Herman sterft in zijn Leidse woning aan de Rapenburg 31 op 23 september 1738 tussen vier en vijf uur in de ochtend, bijna 70 jaar oud. Hij is begraven in de St. Pieterskerk van Leiden.
Publicaties
Naast zijn vele werk heeft Herman Boerhaave ook nog tijd gevonden om te schrijven en publiceren. Zijn indrukwekkende lijst met boeken ziet er als volgt uit:
- 1707; Instituiones medicae; verandert in 1708 in Aphorismi de cognoscendis et curandis morbis
- 1710; Index stirpium in horto academico
- 1719; De materia medica, et remediorum formulis liver
- 1720; Alter index stirpium, & c.adornes with plates, and containing twince de number of plants of the former
- 1722; Epistola ad cl.
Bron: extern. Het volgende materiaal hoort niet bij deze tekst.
PR #245, opened 2020-11-24
Add offscreen page limit

osdnk:
# Summary
I need this so deeply https://developer.android.com/reference/androidx/viewpager2/widget/ViewPager2#setOffscreenPageLimit(int)
Basically, I have a ton of things rendered on pages and do not want to optimize it, because it leads to some minor glitches 

Before: 
https://streamable.com/psex6e

After:
https://streamable.com/nq5yvb

## Test Plan

Doesn't have too much impact unless the app is really packed with components. 

## Compatibility

| OS      | Implemented |
| ------- | :---------: |
| iOS     |    ❌     |
| Android |    ✅     |

## Checklist


troZee:
Screen Shot 2020-11-24 at 4 46 19 PM

osdnk:
Oh god, now i see that you reverted to viewpager1. 

So it won't be working. 

What was the motivation beyond reverting this?

troZee:
> Oh god, now i see that you reverted to viewpager1.
You can point to `next` branch 
> What was the motivation beyond reverting this?
Lots issues regarding to touching events.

Ruischium, qua sententiam Malphighianam de glandulis defendit
- 1724; Atrocis nec prius descripti morbid historia illustrissimi baronis Wassenariae
- 1725; Opera anatomica et chirugica Andreau Vesalii; with the lif of Vesalius
- 1727: De materia medica, et remediorum formulis liver, 2e editie
- 1728; Altera atrocis tarissimique morbid marchionis de Sancto Albano historia
- 1731; Aretaei Cappadocis nova edition
- 1732; Elementa Chemiae
- 1734; Observata de argento vivo, ad Reg. Soc. et Acad. Scient.